I have something to ask regarding convergence of gamma function. I have done the proof as below. Please tell me if it is correct.
$\int_0^\infty e^{-x}x^{n-1}dx$ is convergent for $n>0$
Proof: For $n\in(0,1],~\int_0^\infty e^{-x}x^{n-1}dx$ is convergent since $\int_0^\infty e^{-x}x^{n-1}dx=\int_0^1 e^{-x}x^{n-1}dx+\int_1^\infty e^{-x}x^{n-1}dx\le\int_0^1 x^{n-1}dx+\int_1^\infty e^{-x}dx.$
On the other hand, $\int e^{-x}x^{(n+1)-1}dx=-x^n.e^{-x}+n\int e^{-x}x^{n-1}dx\cdots(1)$
Since, $\lim\limits_{x\to\infty}x^n.e^{-x}=0,$ by successive application of $(1)$ $n$ can be put in $(0,1],$ whence the result follows.
The proof in the OP fails when $n>1$ since for $x>1$, $x^{n-1}>1$ or $n>1$.

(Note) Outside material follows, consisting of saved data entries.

PR #7690, opened 2022-11-16
[chore] bump pnpm

benmccann:
see if this clears the dumb cache


Rich-Harris:
wheeee that looks to have done the trick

But we can assert that $e^x\ge \frac{x^{\lfloor n\rfloor+1}}{(\lfloor n\rfloor +1)!}$ for $x \ge 1$. So, for $L\ge1$
$$\begin{align} \left|\int_1^L e^{-x}x^{n-1}\,dx\right|&\le \left(\lfloor n\rfloor+1\right) ! \int_1^L x^{n-\lfloor n\rfloor -2}\,dx\\\\ &=\frac{\left(\lfloor n\rfloor+1\right) !}{\left(n-\lfloor n\rfloor-1\right) }\left(L^{\left(n-\lfloor n\rfloor-1\right) }-1\right) \end{align}$$
Since $n-\lfloor n\rfloor -1<0$, $\lim_{L\to\infty}\left(\frac{\left(\lfloor n\rfloor+1\right) !}{\left(n-\lfloor n\rfloor-1\right) }\left(L^{\left(n-\lfloor n\rfloor-1\right) }-1\right) \right)=\frac{\left(\lfloor n\rfloor+1\right) !}{1-\left(n-\lfloor n\rfloor\right) }$, and the integral on the left-hand side of $(1)$ converges. And we are done!